##### Available records
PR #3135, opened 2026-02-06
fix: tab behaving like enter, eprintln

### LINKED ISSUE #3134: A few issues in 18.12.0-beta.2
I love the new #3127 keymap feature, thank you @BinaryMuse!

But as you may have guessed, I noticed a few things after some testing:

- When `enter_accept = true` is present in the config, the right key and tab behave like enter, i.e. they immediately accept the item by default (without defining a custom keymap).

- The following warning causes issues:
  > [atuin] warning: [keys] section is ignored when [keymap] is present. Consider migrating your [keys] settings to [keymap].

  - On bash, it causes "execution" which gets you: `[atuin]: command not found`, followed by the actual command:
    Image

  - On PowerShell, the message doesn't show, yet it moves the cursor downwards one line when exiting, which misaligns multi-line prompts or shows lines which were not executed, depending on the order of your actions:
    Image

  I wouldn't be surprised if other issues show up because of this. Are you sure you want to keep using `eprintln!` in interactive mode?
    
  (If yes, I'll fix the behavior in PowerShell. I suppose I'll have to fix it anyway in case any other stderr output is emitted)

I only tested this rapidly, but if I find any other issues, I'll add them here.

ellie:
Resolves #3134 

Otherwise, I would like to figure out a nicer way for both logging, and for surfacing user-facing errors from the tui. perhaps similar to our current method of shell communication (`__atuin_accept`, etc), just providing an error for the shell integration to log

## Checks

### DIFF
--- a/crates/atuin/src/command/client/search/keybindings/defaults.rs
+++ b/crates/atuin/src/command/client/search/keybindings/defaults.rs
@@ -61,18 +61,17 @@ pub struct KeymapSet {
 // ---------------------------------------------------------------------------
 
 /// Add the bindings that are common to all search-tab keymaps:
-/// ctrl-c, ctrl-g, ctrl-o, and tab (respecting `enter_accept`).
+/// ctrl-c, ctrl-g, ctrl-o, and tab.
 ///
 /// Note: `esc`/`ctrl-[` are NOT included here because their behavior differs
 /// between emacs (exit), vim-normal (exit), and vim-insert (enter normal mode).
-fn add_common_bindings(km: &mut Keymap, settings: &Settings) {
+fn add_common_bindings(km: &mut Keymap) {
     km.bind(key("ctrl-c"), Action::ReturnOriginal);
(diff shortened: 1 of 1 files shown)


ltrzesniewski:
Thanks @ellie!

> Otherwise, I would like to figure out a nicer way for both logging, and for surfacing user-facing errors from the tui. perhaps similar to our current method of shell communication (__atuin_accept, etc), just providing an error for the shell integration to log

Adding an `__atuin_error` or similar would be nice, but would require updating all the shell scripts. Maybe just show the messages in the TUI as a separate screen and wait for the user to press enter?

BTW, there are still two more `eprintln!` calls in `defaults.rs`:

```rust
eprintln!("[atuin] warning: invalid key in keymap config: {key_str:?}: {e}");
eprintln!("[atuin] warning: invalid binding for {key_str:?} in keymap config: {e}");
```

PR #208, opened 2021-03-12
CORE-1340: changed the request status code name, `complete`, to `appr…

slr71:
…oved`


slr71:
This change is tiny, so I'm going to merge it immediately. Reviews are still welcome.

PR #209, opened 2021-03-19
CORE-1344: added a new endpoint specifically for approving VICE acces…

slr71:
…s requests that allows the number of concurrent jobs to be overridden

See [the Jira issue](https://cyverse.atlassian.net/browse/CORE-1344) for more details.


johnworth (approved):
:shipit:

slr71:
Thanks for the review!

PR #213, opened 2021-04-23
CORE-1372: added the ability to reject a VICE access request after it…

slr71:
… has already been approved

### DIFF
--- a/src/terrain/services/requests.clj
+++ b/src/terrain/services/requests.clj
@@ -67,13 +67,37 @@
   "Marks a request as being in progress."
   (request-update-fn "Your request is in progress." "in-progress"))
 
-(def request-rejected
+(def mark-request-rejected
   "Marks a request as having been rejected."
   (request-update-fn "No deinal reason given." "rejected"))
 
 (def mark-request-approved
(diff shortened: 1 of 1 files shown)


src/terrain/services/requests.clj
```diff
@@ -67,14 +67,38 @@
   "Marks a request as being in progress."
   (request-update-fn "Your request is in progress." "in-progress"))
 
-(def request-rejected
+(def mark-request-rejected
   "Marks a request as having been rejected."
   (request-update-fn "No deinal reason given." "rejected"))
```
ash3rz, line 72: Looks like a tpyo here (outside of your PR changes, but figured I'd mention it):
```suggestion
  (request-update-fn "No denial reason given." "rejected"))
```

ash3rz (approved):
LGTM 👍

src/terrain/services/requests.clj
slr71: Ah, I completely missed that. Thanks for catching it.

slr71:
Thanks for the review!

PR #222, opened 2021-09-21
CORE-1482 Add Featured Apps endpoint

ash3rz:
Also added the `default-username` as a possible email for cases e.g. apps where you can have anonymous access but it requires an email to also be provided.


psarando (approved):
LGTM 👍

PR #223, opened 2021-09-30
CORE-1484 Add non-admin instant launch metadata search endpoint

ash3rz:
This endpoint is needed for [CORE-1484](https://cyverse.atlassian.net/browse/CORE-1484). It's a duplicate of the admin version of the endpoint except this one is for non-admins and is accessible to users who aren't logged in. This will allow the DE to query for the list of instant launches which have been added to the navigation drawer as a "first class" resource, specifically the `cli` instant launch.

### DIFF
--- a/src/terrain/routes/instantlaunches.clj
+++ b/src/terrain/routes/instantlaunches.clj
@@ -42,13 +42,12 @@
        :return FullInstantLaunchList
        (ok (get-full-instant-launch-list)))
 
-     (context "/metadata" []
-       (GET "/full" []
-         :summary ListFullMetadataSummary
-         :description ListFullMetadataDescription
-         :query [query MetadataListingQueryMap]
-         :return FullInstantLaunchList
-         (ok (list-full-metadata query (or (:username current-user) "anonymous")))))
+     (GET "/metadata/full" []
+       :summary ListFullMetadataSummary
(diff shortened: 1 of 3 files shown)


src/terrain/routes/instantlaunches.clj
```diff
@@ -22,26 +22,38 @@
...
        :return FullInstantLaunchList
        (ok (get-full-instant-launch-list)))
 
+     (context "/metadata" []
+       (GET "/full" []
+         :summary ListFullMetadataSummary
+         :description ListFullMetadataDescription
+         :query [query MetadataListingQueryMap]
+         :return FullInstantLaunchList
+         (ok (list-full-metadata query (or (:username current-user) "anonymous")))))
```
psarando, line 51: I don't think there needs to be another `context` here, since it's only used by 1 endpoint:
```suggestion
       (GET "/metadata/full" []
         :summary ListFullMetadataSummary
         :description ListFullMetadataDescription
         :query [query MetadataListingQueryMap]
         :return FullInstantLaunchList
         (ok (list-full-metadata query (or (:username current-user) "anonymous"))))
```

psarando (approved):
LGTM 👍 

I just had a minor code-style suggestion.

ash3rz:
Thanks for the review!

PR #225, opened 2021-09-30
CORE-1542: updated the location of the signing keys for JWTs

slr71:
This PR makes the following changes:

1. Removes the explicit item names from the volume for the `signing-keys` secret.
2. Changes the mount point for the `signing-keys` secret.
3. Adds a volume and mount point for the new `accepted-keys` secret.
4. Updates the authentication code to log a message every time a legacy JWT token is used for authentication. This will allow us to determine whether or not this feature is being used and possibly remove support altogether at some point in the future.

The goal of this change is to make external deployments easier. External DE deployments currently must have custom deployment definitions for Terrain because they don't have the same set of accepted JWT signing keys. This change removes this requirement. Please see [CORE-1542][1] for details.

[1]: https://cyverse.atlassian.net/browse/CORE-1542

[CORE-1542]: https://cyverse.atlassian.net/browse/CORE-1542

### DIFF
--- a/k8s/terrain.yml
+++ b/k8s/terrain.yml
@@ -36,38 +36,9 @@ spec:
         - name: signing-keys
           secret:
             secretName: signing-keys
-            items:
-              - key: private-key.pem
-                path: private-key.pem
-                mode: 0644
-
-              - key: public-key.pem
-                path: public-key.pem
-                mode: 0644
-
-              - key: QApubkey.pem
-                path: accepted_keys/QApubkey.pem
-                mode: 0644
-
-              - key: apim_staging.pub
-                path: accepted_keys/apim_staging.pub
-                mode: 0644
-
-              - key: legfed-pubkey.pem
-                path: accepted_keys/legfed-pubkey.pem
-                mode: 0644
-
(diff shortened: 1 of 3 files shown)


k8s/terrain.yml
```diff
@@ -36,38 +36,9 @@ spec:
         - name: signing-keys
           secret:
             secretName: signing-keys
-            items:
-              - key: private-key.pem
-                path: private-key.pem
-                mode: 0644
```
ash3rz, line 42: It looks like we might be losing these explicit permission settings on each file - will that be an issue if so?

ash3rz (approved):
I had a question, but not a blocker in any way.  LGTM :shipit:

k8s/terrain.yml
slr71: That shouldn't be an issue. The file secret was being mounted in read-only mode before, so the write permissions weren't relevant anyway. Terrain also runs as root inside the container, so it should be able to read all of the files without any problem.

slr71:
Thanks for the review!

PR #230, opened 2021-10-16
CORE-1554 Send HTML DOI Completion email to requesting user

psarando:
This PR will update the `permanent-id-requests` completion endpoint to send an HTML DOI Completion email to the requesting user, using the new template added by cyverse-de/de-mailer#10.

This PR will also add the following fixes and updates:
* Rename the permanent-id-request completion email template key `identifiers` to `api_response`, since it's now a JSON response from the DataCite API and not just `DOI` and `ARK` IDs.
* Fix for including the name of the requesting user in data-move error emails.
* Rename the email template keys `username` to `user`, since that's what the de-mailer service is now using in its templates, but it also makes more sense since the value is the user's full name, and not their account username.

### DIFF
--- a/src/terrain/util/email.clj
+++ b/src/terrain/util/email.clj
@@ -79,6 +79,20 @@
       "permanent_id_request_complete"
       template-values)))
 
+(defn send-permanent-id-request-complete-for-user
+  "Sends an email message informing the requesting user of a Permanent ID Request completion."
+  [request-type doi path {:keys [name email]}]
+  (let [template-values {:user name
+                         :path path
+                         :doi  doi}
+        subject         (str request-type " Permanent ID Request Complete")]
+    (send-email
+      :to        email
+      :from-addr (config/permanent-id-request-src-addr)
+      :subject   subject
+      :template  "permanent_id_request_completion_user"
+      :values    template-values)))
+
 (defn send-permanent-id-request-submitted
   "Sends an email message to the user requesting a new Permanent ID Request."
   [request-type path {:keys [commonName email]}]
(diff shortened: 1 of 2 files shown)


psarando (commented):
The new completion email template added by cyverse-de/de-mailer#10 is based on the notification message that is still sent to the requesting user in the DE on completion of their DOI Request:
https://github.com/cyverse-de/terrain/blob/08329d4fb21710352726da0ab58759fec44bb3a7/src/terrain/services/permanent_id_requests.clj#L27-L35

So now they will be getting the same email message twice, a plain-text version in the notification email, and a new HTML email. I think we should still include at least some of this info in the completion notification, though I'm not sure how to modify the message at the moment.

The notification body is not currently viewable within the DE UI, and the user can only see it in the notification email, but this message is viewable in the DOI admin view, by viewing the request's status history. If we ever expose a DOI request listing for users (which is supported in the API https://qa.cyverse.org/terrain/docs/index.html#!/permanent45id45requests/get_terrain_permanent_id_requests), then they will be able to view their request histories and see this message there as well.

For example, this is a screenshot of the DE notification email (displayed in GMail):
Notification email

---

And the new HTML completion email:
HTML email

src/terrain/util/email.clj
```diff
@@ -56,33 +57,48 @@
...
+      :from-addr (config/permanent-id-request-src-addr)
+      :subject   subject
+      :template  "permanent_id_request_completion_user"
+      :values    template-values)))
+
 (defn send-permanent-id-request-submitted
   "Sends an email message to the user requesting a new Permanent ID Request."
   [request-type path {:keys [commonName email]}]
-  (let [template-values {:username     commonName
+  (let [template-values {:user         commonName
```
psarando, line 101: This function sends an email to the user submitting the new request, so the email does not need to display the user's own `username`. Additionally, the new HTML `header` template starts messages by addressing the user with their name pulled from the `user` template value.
##########
Exercise: Select every line of the material above holding the word "since" and copy it.

Task solution:
psarando, line 51: I don't think there needs to be another `context` here, since it's only used by 1 endpoint:
* Rename the permanent-id-request completion email template key `identifiers` to `api_response`, since it's now a JSON response from the DataCite API and not just `DOI` and `ARK` IDs.
* Rename the email template keys `username` to `user`, since that's what the de-mailer service is now using in its templates, but it also makes more sense since the value is the user's full name, and not their account username.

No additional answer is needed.